Close up, light therapy is complicated, baffling, impenetrable. Take a few steps back, though, and it’s about the most obvious idea on earth. In a way, light therapy has been a reminder of how often I overlook the basics, how every few days I need to force-feed myself similar reminders about how to be a human: Water is good, sleep is good, socializing with friends is good, alcohol is not always so good. Light is good.
Still, there are a few claims about light therapy I know not to fall for. Any at-home device that makes confident promises about green or yellow light is to be met with skepticism; the evidence just isn’t there yet. Pulsing red light, a hypnotizing effect some devices offer, should be regarded with interest mixed with some suspicion. (Dr. Jared Jagdeo, director of the Center for Photomedicine at SUNY Downstate Medical Center, told me firmly of pulsing red light, “Nobody knows the function of that. Anyone who claims to know the function of it, they’re just hypothesizing.”) Anything cheaper than a few hundred dollars is probably ineffective, and prescribing yourself light therapy for some ailment instead of visiting a doctor is inadvisable.

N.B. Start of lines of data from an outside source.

PR #2486, opened 2021-02-19
Add better error message when index is same as model

### LINKED ISSUE #858: Scope of index variables
```julia
m = Model()
@variable(m,x[1:5])
@constraint(m,[m=1:4],x[m]==x[m+1])
```
complains that there's no addconstraint method with an Int64 as the first argument. Should this work?
```julia
@constraint(m,[i=1:4],x[i]==x[i+1])
```
is fine.

odow:
Closes #858

### DIFF
--- a/src/macros.jl
+++ b/src/macros.jl
@@ -1726,7 +1726,7 @@ macro NLparameter(m, ex, extra...)
     idxvars, indices = Containers._build_ref_sets(_error, c)
     if m in idxvars
         _error(
-            "Index $(m) is the same symbol as the model. Use a different" *
+            "Index $(m) is the same symbol as the model. Use a different " *
             "name for the index.",
         )
     end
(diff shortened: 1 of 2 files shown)


test/macros.jl
```diff
@@ -752,6 +752,35 @@ end
         @variable(model, y; integer = true)
         @test is_integer(y)
     end
+
+    @testset "Model as index" begin
+        m = Model()
+        @variable(m, x)
+        @test_macro_throws(
+            ErrorException("In `@variable(m, y[m = 1:2] <= m)`: Index is the same name as the model."),
```
blegat, line 760: In Julia v1.0, it prints as `m=1:2` without spaces

src/macros.jl
```diff
@@ -434,7 +434,9 @@ function _constraint_macro(
     # Strategy: build up the code for add_constraint, and if needed we will wrap
     # in a function returning `ConstraintRef`s and give it to `Containers.container`.
     idxvars, indices = Containers._build_ref_sets(_error, c)
-
+    if args[1] in idxvars
+        _error("Index is the same name as the model.")
```
blegat, line 438: I would be more explicit, e.g. One index has the same name `...` than the JuMP model

Issue #2483, opened 2021-02-18
Migrate JuMPTutorials


odow:
This issue is to track the progress of migrating the [modeling tutorials from JuMPTutorials](https://github.com/jump-dev/JuMPTutorials.jl/tree/master/script/modelling).

* Tutorials should be added to some suitable subfolder of https://github.com/jump-dev/JuMP.jl/tree/master/docs/src/tutorials (make one if it doesn't fit. e.g., The examples have `MILP`, `Nonlinear`, `Quadratic`, and `SDP`). We could (and probably should) convert the existing examples into tutorials overtime.
* In addition, they need to be converted from Weave to Literate.
* Some tutorials require extra packages. We should try to minimize the number of new dependencies. <s>For example, we don't need Plots and Gadfly. If `Plots` adds too much to the CI runtime, we could consider using `GRUtils` instead.</s> Plots has been added.

## Tutorials

- [x] #2489 experiment_design
- [x] facility_location
    - Needs `Plots`
- [x] #2489 finance
- [x] #2489 geographic_clustering
    - Needs `Distances`
- [ ] geometric_problems
    - Needs `Gadfly` (Convert to `Plots` instead?)
- [ ] maxcut
    - Needs `LightGraphs`, `Graphplot`, `Colors`
    - These are quit a few dependencies. Do we need this tutorial?
- [x] #2489 n-queens
- [x] #2489 network_flows
- [x] #2489 power_systems
    - Original license:  Creative Commons Attribution-ShareAlike 4.0 International License.
    - https://github.com/JuliaOpt/juliaopt-notebooks/blob/master/notebooks/Dvorkin%20-%20Power%20systems%20-%20Economic%20dispatch%20and%20Unit%20commitment.ipynb
- [ ] problems_on_graphs
     - Needs `LightGraphs`, `Graphplot`, `Colors`
     - These are quit a few dependencies. Do we need this tutorial?
- [x] #2489 rocket_control
    - Original license:  Creative Commons Attribution-ShareAlike 4.0 International License.
    - https://github.com/JuliaOpt/juliaopt-notebooks/blob/master/notebooks/JuMP-Rocket.ipynb
- [x] #2489 sudoku
    - Delete existing [example](https://github.com/jump-dev/JuMP.jl/blob/master/docs/src/examples/Mixed-integer%20linear%20programs/sudoku.jl).

## Unmerged PRs

[...]

PR #2497, opened 2021-02-22
Add plotting to tutorials

odow:
Part of #2483

We should check how long CI takes before merging.


odow:
ooof. CI time went from 12 minutes to 18.

It does print the plot: https://jump.dev/JuMP.jl/previews/PR2497/tutorials/Nonlinear%20programs/rocket_control/#Display-results
image
but it looks like I need to work on the margins.

ferrolho:
Hopefully, that time should come down with the upgrade to Julia 1.6.

odow:
Yes. Once 1.6 is released, I think it is reasonable to move the doc build from 1.0 to 1.6. That will allow us to use the jll builds for GLPK, Ipopt, and SCS as well, which should reduce the build/install times.

This is also only a price we pay once, so adding better plots to the rest of the tutorials should be cheap.

odow:
There you go. Please rebase your tutorial, or wait for #2498 if you want to re-add the `const` terms.

ferrolho:
I'll wait for #2498 to be merged. Thanks for this!

odow:
It's merged.

PR #2585, opened 2021-05-03
changed/added logos for darkmode

cormullion:
Added wordmarks (logo + text)  that might work better in dark mode, and square logos that would work in Documenter's navigation sidebar.

see #2581 #2584


odow:
Thanks! I'll merge this into my PR so we can see the preview. It doesn't run for external contributors.

PR #2590, opened 2021-05-12
Add support for Containers in VectorConstraints

### LINKED ISSUE #2563: Support Containers in `VectorConstraints`
Support containers in `VectorConstraints`: https://discourse.julialang.org/t/adding-a-sos2-constraint-for-a-variable-which-is-defined-over-a-denseaxisarray/59637/2

This means doing something other than `collect` here:
https://github.com/jump-dev/JuMP.jl/blob/e2b6ee959c827d60f0c8178a813fddb6e21048b2/src/constraints.jl#L481-L486

Perhaps something like
```julia
function VectorConstraint( 
     func::AbstractVector{<:AbstractJuMPScalar}, 
     set::MOI.AbstractVectorSet, 
 ) 
     f = [func[idx] for idx in eachindex(func)]
     return VectorConstraint(f, set) 
 end 
```

c-jg:
Fixes #2563

### DIFF
--- a/src/constraints.jl
+++ b/src/constraints.jl
@@ -483,7 +483,7 @@ function VectorConstraint(
     set::MOI.AbstractVectorSet,
 )
     f = [func[idx] for idx in eachindex(func)]
-    return VectorConstraint(f, set) 
+    return VectorConstraint(f, set)
 end
 
 reshape_set(set::MOI.AbstractVectorSet, ::VectorShape) = set
--- a/src/constraints.jl
+++ b/src/constraints.jl
@@ -482,7 +482,8 @@ function VectorConstraint(
     func::AbstractVector{<:AbstractJuMPScalar},
     set::MOI.AbstractVectorSet,
 )
-    return VectorConstraint(collect(func), set)
+    f = [func[idx] for idx in eachindex(func)]
+    return VectorConstraint(f, set) 
 end
 
 reshape_set(set::MOI.AbstractVectorSet, ::VectorShape) = set
--- a/src/constraints.jl
+++ b/src/constraints.jl
@@ -482,6 +482,7 @@ function VectorConstraint(
     func::AbstractVector{<:AbstractJuMPScalar},
     set::MOI.AbstractVectorSet,
 )
+    # collect() is not used here so that DenseAxisArray will work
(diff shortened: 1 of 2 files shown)


odow (commented):
Thanks for the contribution!

Two things:
1. Format failed https://github.com/jump-dev/JuMP.jl/runs/2564556568?check_suite_focus=true because you have trailing whitespace. You can fix it manually following the diff linked above, or follow https://jump.dev/JuMP.jl/stable/developers/style/#JuliaFormatter
2. Can we add a test? Something like (I didn't test. Might be typos, etc.)
```Julia
function test_Container_constraints(ModelType, ::Any)
    m = ModelType()
    S = ["a", "b"]
    @variable(m, x[S], Bin)
    cref = @constraint(m, x in SOS1())
    c = JuMP.constraint_object(cref)
    @test c.func == [x["a"], x["b"]]
end
``` 
near https://github.com/jump-dev/JuMP.jl/blob/80626541cc19005d1cb48958531d2ec71e8b7bf7/test/constraint.jl#L49

c-jg:
Thanks @odow.  I assume you meant `SOS2()` instead of `SOS1()` in the test right?

odow:
No, I meant `SOS1()`, but I see now that it isn't well documented: https://github.com/jump-dev/JuMP.jl/issues/2591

The scientists who’ve studied photomedicine for decades met my questions with excitement and trepidation; many of them fear the consumer appetite will outpace the science, as tends to happen with wellness fads.
It does make sense that light therapy is gaining traction as a wellness practice. It fits right in with the paleo diet, biphasic sleep, and other theories that assume what is modern is bad and what is ancient (and therefore natural) is best. Not that these theories are necessarily wrong. In a viral 2014 interview with the website Into the Gloss, the actress Shailene Woodley shared her beliefs about the link between vaginal health and the natural light of the sun. “If you live in a place that has heavy winters,” she said, “when the sun finally comes out, spread your legs and get some sunshine.” Yeast infections in particular, she explained, are no match for sunlight. She was wrong about the way it works (she assumed it involved vitamin D), but she was right that it does work, or at least that it can: There is some evidence that blue light can destroy fungi like Candida albicans, which can cause yeast infections.

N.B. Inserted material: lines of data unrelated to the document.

Issue #2355, opened 2020-10-18
Certain base functions on JuMP constraints not implemented for NLconstraints.


1ozturkbe:
Hey folks, I'm struggling a bit since there are certain basic methods on JuMP constraints that are not defined with NLconstraints, eg.:

``` julia
delete(::JuMP.Model, ::NonlinearConstraintIndex)
is_valid(::JuMP.Model, ::ConstraintRef{Model, NonlinearConstraintIndex, ScalarShape})
```
simply do not work. I was wondering what the design behind this is, and whether there are any workarounds. The lack of these functions makes dealing with nonlinear models cumbersome, even as I try to convert the problems into more tractable forms. Thanks in advance!

odow:
You can read more about the current design of JuMP, and why nonlinear is different, in this paper: https://arxiv.org/abs/2002.03447. There are no workarounds. If you need to delete a nonlinear constraint, rebuild the model instead.

We won't be supporting `delete` before https://github.com/jump-dev/MathOptInterface.jl/issues/846 is implemented. The current timeline for this is 2-3 years, so don't wait for it.

`is_valid` is perhaps easier to implement, so I'll leave this issue open for it. Are there any others?

TODOs
- [ ] Implement `is_valid(::JuMP.Model, ::ConstraintRef{Model, NonlinearConstraintIndex, ScalarShape})`

1ozturkbe:
I guess this is not implemented for either ConstraintRefs or NonlinearConstraintRefs, but efficient ways to extract variables from constraints/NLconstraints would be great. Also, if you ask me, the following  MWE should not return an error...
``` julia
using JuMP, Gurobi
m = Model(Gurobi.Optimizer)
@variable(m, x)
ex = @NLexpression(m, x^2)
@constraint(m, x >=1)
@objective(m, Min, x)
optimize!(m)
```
but it does (saying ERROR: The solver does not support nonlinear problems...) although there are truly no nonlinear constraints in the model. So somehow the behavior of expressions is also different.

odow:
> I guess the issues is that there is no equivalent of @build_constrant for nonlinear expressions, where the expressions are not attached to the model.

Correct.

1ozturkbe:
[...]

PR #2592, opened 2021-05-12
added support for is_valid for nonlinear constraints

hdavid16:
as suggested by @odow in 
https://github.com/jump-dev/JuMP.jl/issues/2355#issuecomment-840068136

### DIFF
--- a/src/constraints.jl
+++ b/src/constraints.jl
@@ -305,6 +305,22 @@ function is_valid(model::Model, con_ref::ConstraintRef{<:AbstractModel})
     )
 end
 
+"""
+    is_valid(model::Model,
+             c::ConstraintRef{Model,NonlinearConstraintIndex})
+
+Return `true` if `constraint_ref` refers to a valid nonlinear constraint in
+    `model`.
+"""
+function is_valid(model::Model,
+                  c::ConstraintRef{Model,NonlinearConstraintIndex})
+    if model !== c.model
+        return false
+    end
+    _init_NLP(model)
+    return 1 <= c.index.value <= num_nl_constraints(model)
+end
+
 #############################################################################
 # AbstractConstraint
 """
--- a/src/constraints.jl
+++ b/src/constraints.jl
@@ -306,14 +306,15 @@ function is_valid(model::Model, con_ref::ConstraintRef{<:AbstractModel})
 end
 
 """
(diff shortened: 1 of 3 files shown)


src/constraints.jl
```diff
@@ -305,6 +305,22 @@ function is_valid(model::Model, con_ref::ConstraintRef{<:AbstractModel})
...
 
+"""
+    is_valid(model::Model,
+             c::ConstraintRef{Model,NonlinearConstraintIndex})
+
+Return `true` if `constraint_ref` refers to a valid nonlinear constraint in
+    `model`.
+"""
+function is_valid(model::Model,
+                  c::ConstraintRef{Model,NonlinearConstraintIndex})
```
odow, line 316: This is going to fail the format check. Wait for CI to fail and follow the diff, or use https://jump.dev/JuMP.jl/stable/developers/style/#JuliaFormatter.

The formatter doesn't format docstrings, but you should update it to match, and fix the indent on line 313.

odow (commented):
Can you add some tests please?

Somewhere near here:
https://github.com/jump-dev/JuMP.jl/blob/80626541cc19005d1cb48958531d2ec71e8b7bf7/test/nlp.jl#L1044-L1051

src/constraints.jl
```diff
@@ -305,6 +305,23 @@ function is_valid(model::Model, con_ref::ConstraintRef{<:AbstractModel})
...
+function is_valid(
+    model::Model,
+    c::ConstraintRef{Model,NonlinearConstraintIndex},
+)
+    if model !== c.model
+        return false
+    end
+    _init_NLP(model)
+    return 1 <= c.index.value <= num_nl_constraints(model)
+end
```
odow, line 323: Ah. I missed this on first glance. It needs to go in the `src/nlp.jl` file after `NonlinearConstraintIndex` is defined.

hdavid16: yeah, I'm moving it over there. Noticed it after precompilation errors came up

src/constraints.jl
hdavid16: done

hdavid16:
added tests at the end of the nlp.jl tests file

odow (approved):
Looks good, assuming tests pass.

The rise of light therapy also happens to coincide with increasing paranoia around climate change and real anxieties over whether we’ll eventually live in a world where it isn’t safe to be outside for very long. In California this past fall, smoke and dust storms from the relentless wildfires caused “fine particulate matter,” which has been linked to heart disease, lung disease, and premature death, to settle in the air. People living in the North and East Bay were advised to stay inside; my parents had just moved to Napa Valley, and they sent me photos of the neighborhood haze. I think about this now and a vague image comes to mind of a future set even more indoors, me curling up around my Joovv Mini, soaking up artificial light like a space-station zinnia.